COST TO RUN & DEPENDENCE on OpenAI
jayfalls opened this issue · comments
When watching Dave's demo of the project, a big standout were his remarks of timing out the API when just running the demo briefly, and seeing the amount of inferences that will need to be generated.
I don't think this limitation is necessary, and depending on a third party is not ideal. The limitation should rather be the amount of compute available, and getting this to run on consumer hardware would be the best.
As such, I suggest using the dolphin-2.1-mistral-7b model.
Specifically a quantised version that can run with a maximum ram requirement of only 7.63 GB and a download size of only 5.13gb.
Using the llama-cpp-python bindings, which meets the project requirements of only being in python.
There are benefits to doing it this way:
- No dependence on a third party for the LLM (THE MOST ESSENTIAL COMPONENT)

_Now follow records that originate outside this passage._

PR #6, opened 2022-03-12
fix addPackage if inputName != "nixpkgs"

bbigras:
I have no idea if it's right.

I needed this change with `github:serokell/deploy-rs` but maybe `packages` and `system` is inverted on their side.


yannham:
Hello,

It is right indeed, and was actually suggested during the review: https://github.com/nickel-lang/nickel-nix/pull/1#discussion_r822447477. Must have been lost in the fury of pre-release times :slightly_smiling_face: 

Thanks you!

yannham (approved):

PR #10, opened 2022-10-18
Use modular builders to build a simple C hello program

yannham:
This PR changes the structure of the nickel-nix to be a starting point to write modular and composable builders, in order to create packages or devshell. We don't want to rely anymore on `mkShell` on the Nix side but use pure Nickel abstraction over the simple `derivation` function.

## Content

This PR adds the most basic builder (a bit of sugar over `derivation`), and clean many parts of the Nickel library. The shell example has been removed, and a purely `derivation`-based example shell will be added in a subsequent PR. We also get rid of `nix_string_hack` and use nickel's very new symbolic strings to emulate Nix string contexts.

## Next

- should we get rid of the `sources` input type, now that we have symbolic strings and `import_file`? (If yes, let's do this in another PR)
- add a basic shell builder from the `devshell`/`nickel-devshell` branch


examples/c-hello-world-string-ctxt/README.md
```diff
@@ -0,0 +1,29 @@
+# C hello world
+
+This example builds a simple C hello wolrd program through nickel-nix, using
```
rapenne-s, line 3:
```suggestion
This example builds a simple C hello world program through nickel-nix, using
```

examples/c-hello-world/README.md
```diff
@@ -0,0 +1,37 @@
+# C hello world
+
+This example builds a simple C hello wolrd program through nickel-nix.
```
rapenne-s, line 3:
```suggestion
This example builds a simple C hello world program through nickel-nix.
```

rapenne-s (commented):
LGTM

rapenne-s (approved):

yannham:
@thufschmitt @djacu gentle reminder to review this PR :)

examples/c-hello-world/flake.nix
```diff
@@ -0,0 +1,26 @@
+{
+  description = "A basic flake with a shell";
+
+  inputs.nixpkgs.url = "nixpkgs/nixos-unstable";
+  inputs.flake-utils.url = "github:numtide/flake-utils";
+  # inputs.nickel-nix.url = "github:nickel-lang/nickel-nix";
+  inputs.nickel-nix.url = "path:../../";
```
djacu, line 7: Using "git+file:../../" here seems to fix a `error: cannot fetch input 'path:../../?lastModified=0&narHash=sha256-12fmSIyeZCB5XWAFSIm4AYYVlvI5eQLeg2FXPcbaMsc=' because it uses a relative path`

See https://github.com/NixOS/nix/issues/3978#issuecomment-907573179

Still cannot use things like `nix flake check` and `nix flake show` but seems to get us a little closer.

djacu: Actually, I get the same error when trying to use `nix build .#` but it goes away when using `git+file` so this appears to have more benefit.

yannham: Oh, good catch. In fact we set the relative path for development only: in this PR, I think we can just get rid of it and restore the commented input.

yannham: I think I'll have to do this in two steps. I first fixed the input, but for it to work I need this repo to have the latest version of Nixel, i.e. to merge this PR first. I'll update the inputs of the example in a second step.

PR #20, opened 2023-01-03
fix examples to print a newline

rapenne-s:
depending on your shell, you may have a symbol displaying the lack of newline, or have your prompt after the message which may be confusing and could lead the reader to think nothing was displayed

I originally planned to add more fixes, but it turned it's a nix problem, so not much here


yannham:
The target branch is not master: is this expected, @rapenne-s ?

rapenne-s:
yes, the examples don't exist in branch `main`, it's still in the working branch `dev-shell/bash`

yannham (approved):

PR #21, opened 2023-01-16
Devshell builders: bash

yannham:
Make the simplest builder possible: a devshell opening bash. There is a fair bit of dirty things here (we copy the ncl files from the library directly into the example, we move the whole flake dir in the store, etc.) but we could at lest make it work.


yannham:
cc  @djacu

vkleen:
Yesterday's experiments are at #22

yannham:
Merged in `/future`.

PR #22, opened 2023-01-19
We did something!

vkleen:
Extremely hacky prototype for structured_env; it should probably be a record of records instead of a record of arrays.


rapenne-s:
do we need to keep it?

vkleen:
We only really added the `structured_env` handling. I think that's already in `main` now after our rebase spree. So, if that's correct, then this can be closed.

yannham:
Superseded by #29.

PR #23, opened 2023-01-26
We did something again!

djacu:


rapenne-s:
I added 10 builders to this branch in the same file where the Rust builder is.

However, Javascript and PHP builders aren't working because their LSP is marked as broken in nixpkgs, and for some reasons I have an error with the Python310 environment.

rapenne-s:
I added a script create directories in the `example` directory for each development environment supported in the file `builders.ncl` of the directory `rust-dev-shell`

PR #26, opened 2023-01-26
updated flake lock and added devshell

djacu:


thufschmitt:
(I don't have merge access it seems. @yannham or other, care to merge this?)

PR #29, opened 2023-01-30
Task/merge future

yannham:
It seems like #10 wasn't merge into `main`, but into `future`. This PR rebases the current state of `future` onto main, and merge. There shouldn't be much difference with #10, but a quick review is still advised.


yannham:
It might have butchered the README. But I think we can rework this once we have merged the devshell builders, because it'll be quite different eventually (the current README heavily refers to the previous shell example, but this PR gets rid of it).

rapenne-s (approved):
LGTM

djacu (approved):
lgtm!

PR #31, opened 2023-02-01
Make example templates

djacu:
Moved the rust devshell to a templates directory and made it work with Nix templates.

From the rust template directory you can enter the devshell using.
```
nix develop --impure --override-input nickel-nix ../../
```

If you want to test out the template, from an empty directory run
```
nix flake init --template <path-to-nickel-nix>/templates#rust-devshell
```
and then 
```
nix develop --impure --override-input nickel-nix <path-to-nickel-nix>
```

Once this is merged, users can do the same with
```
nix flake init --template github:nickel-lang/nickel-nix#rust-devshell
```
and
```
nix develop --impure
```
respectively.


rapenne-s (approved):
looks good, thank you

PR #32, opened 2023-02-01
Add more devshell templates

djacu:
Adds the rest of the devshells that @rapenne-s added in nickel as accessible devshell templates.


rapenne-s:
Javascript and PHP aren't working (this is known) because of a broken package in nixpkgs, however, now when using `nix develop`, we have a nix error instead of the broken package message.

Python310 didn't work for some reasons, and same as above, there is a nix error in lib.nix that we didn't have before.

```
error: attribute 'input' missing                                                                                                                                                                                                                                                                                                                                                                                                      
       at /nix/store/5xzbdraf0d7ahgnrs1nzi65lyjxg2f3r-source/lib.nix:115:25:                                                                                                                                                                                                                                                                                                                                                                    114|       addPackage = name: acc:
          115|         let inputName = declaredInputs.${name}.input; in
             |                         ^                                                                                                                                                                                     116|         # "sources" is a special type of input for files. They mimic Nix style
(use '--show-trace' to show detailed location information)    
```

I think we shouldn't provide these templates given the current state, they don't work and users wont' have a message explaining why, they will think nickel-nix is broken.

djacu:
I added some logic to the templates generator so it excludes the broken shells.

```shell
$ nix flake show
git+file:///home/bakerdn/tweag/nickel-nix?ref=refs%2fheads%2fadd-more-devshell-templates&rev=2352ae77888c65bce10d1c249ab759de72fd8e12
├───devShells
│   ├───aarch64-darwin
│   │   └───default: development environment 'nix-shell'
│   ├───aarch64-linux
│   │   └───default: development environment 'nix-shell'
│   ├───x86_64-darwin
│   │   └───default: development environment 'nix-shell'
│   └───x86_64-linux
│       └───default: development environment 'nix-shell'
├───lib: unknown
└───templates
    ├───c-devshell: template: A c devshell using nickel.
    ├───clojure-devshell: template: A clojure devshell using nickel.
    ├───erlang-devshell: template: A erlang devshell using nickel.
    ├───go-devshell: template: A go devshell using nickel.
    ├───racket-devshell: template: A racket devshell using nickel.
    ├───rust-devshell: template: A rust devshell using nickel.
    ├───scala-devshell: template: A scala devshell using nickel.
    └───zig-devshell: template: A zig devshell using nickel.
```

rapenne-s:
we can celebrate this 🍾🍾

PR #77, opened 2018-05-10
Bug 1576881 - Add discovery to openshift adapter

dymurray:


jmrodri (approved):
ACK

jwmatthews:
I have some concerns with the naming of this adapter, I think it's misleading.

The support we added in this PR was for the partner side of the RHCC registry.
It is using a combination of "Openshift Registry" for images and a custom catalog v2 endpoint they implemented themselves, it's not a fair representation of an "OpenShift Registry".

If we are considering the specific image registry implemented provided by "OpenShift Registry" it does __not__ support catalog v2 API.

There is an unrelated effort to implement an ability to list images in the actual OpenShift Registry being tracked in this card and planned for OCP 3.11:  https://trello.com/c/AZINw5qI

I think we should consider a name change of this adapter to be clearer in it's intent, perhaps something like "partner_rhcc".

jwmatthews (changes requested):
Please re-evaluate the name of this adapter, I think calling it "openshift_adapter" is misleading.

dymurray:
@jwmatthews  +1 to using `partner_rhcc`. Will make the change. Long term solution I think that we need to combine the different registry adapters which are implementing the docker registry API that is specified [here](https://docs.docker.com/registry/spec/api/) into one adapter that can handle the different schema responses so that our naming is more consistent.

dymurray:
Waiting on review of these changes before I make them to #74

jwmatthews (commented):
Name change looks good to me.

jwmatthews (approved):

registries/adapters/partner_rhcc_adapter_test.go
```diff
@@ -89,15 +89,15 @@ const AuthResponse = `
...
+func TestPartnerName(t *testing.T) {
+	partnera := PartnerRhccAdapter{}
+	ft.Equal(t, partnera.RegistryName(), "partner_rhcc", "partner_rhcc name does not match `partner_rhcc`")
 }
 
-func TestOpenShiftGetImageNames(t *testing.T) {
-	ocpa := OpenShiftAdapter{}
-	ocpa.Config.Images = Images
-	imagesFound, err := ocpa.GetImageNames()
+func TestPartnerGetImageNames(t *testing.T) {
```
eriknelson, line 97: :+1:

eriknelson (approved):
VISACK

shawn-hurley (approved):

PR #80, opened 2018-05-14
Bug 1576728 - changing remove binding

shawn-hurley:
This will allow the DAO to make better decisions about what should be stored. I think this is a hack to fix a bug because of the multiple layers of translation with multiple requests.


eriknelson (approved):
ACK, discussed with @shawn-hurley and @jmrodri. Determined this was the correct course of action for 3.10.

rthallisey (approved):

PR #81, opened 2018-05-15
ensure default bundle watcher is used if none passed in

maleck13:
Fixes the deprovision issue found here but there is a second issue with provision that I haven't got to the bottom of
https://github.com/openshift/ansible-service-broker/pull/946#issuecomment-389166217

### DIFF
--- a/runtime/runtime.go
+++ b/runtime/runtime.go
@@ -135,7 +135,9 @@ func NewRuntime(config Configuration) {
 
 	defaultStateManager := state{mountLocation: config.StateMountLocation, nsTarget: config.StateMasterNamespace}
 	p := &provider{coe: cluster, ExtractedCredential: c, state: defaultStateManager}
-
+	if config.WatchBundle == nil {
+		p.watchBundle = defaultWatchRunningBundle
+	}
 	if len(config.PreCreateSandboxHooks) > 0 {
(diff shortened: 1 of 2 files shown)


maleck13:
ping @shawn-hurley

runtime/runtime.go
```diff
@@ -136,6 +136,9 @@ func NewRuntime(config Configuration) {
 	defaultStateManager := state{mountLocation: config.StateMountLocation, nsTarget: config.StateMasterNamespace}
 	p := &provider{coe: cluster, ExtractedCredential: c, state: defaultStateManager}
 
+	if config.WatchBundle == nil {
+		config.WatchBundle = defaultWatchRunningBundle
```
shawn-hurley: can we add this to the test? make sure it does not disappear again?

maleck13:
@shawn-hurley removed the deep equal as it seemed not to like function pointers. Needs more investigation. Is there anything else that should be checked manually here?

perhaps this issue https://github.com/golang/go/issues/8554

shawn-hurley:
I think that is correct, even testify cannot handle this case from my investigation.

shawn-hurley (approved):

maleck13:
closed as resolved on master

PR #82, opened 2018-05-15
Bug 1576881 - Add openshift registry adapter back in

dymurray:
We previously renamed `openshift` to `partner_rhcc` due to some confusion in the discussion around the different registries. The openshift registry is adding discovery which is dependent on https://bugzilla.redhat.com/show_bug.cgi?id=1509084 being fixed. `https://registry.connect.redhat.com` is using a proxy to approximate the catalog response so we are calling that `partner_rhcc`.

- No cost besides the electricity bill, and obviously upfront hardware cost
And benefits to this model specifically
- Higher benchmark performance than LLama 70B
- Apache 2.0, meaning commercially viable
- Completely uncensored, which gives it higher performance and higher compliance to the system and user prompts
- Small model, which means higher performance and lower memory requirements
- Quantised model, which means it can run with a maximum ram requirement of 7.63 GB
- GGUF format, which has massive support for many different bindings, with CPU/GPU or CPU&GPU support
This is just a suggestion, and this model will become outdated within the week.
But I think that this is truly the right way to go.
This does not belong here. Please move it to the Discussions tab.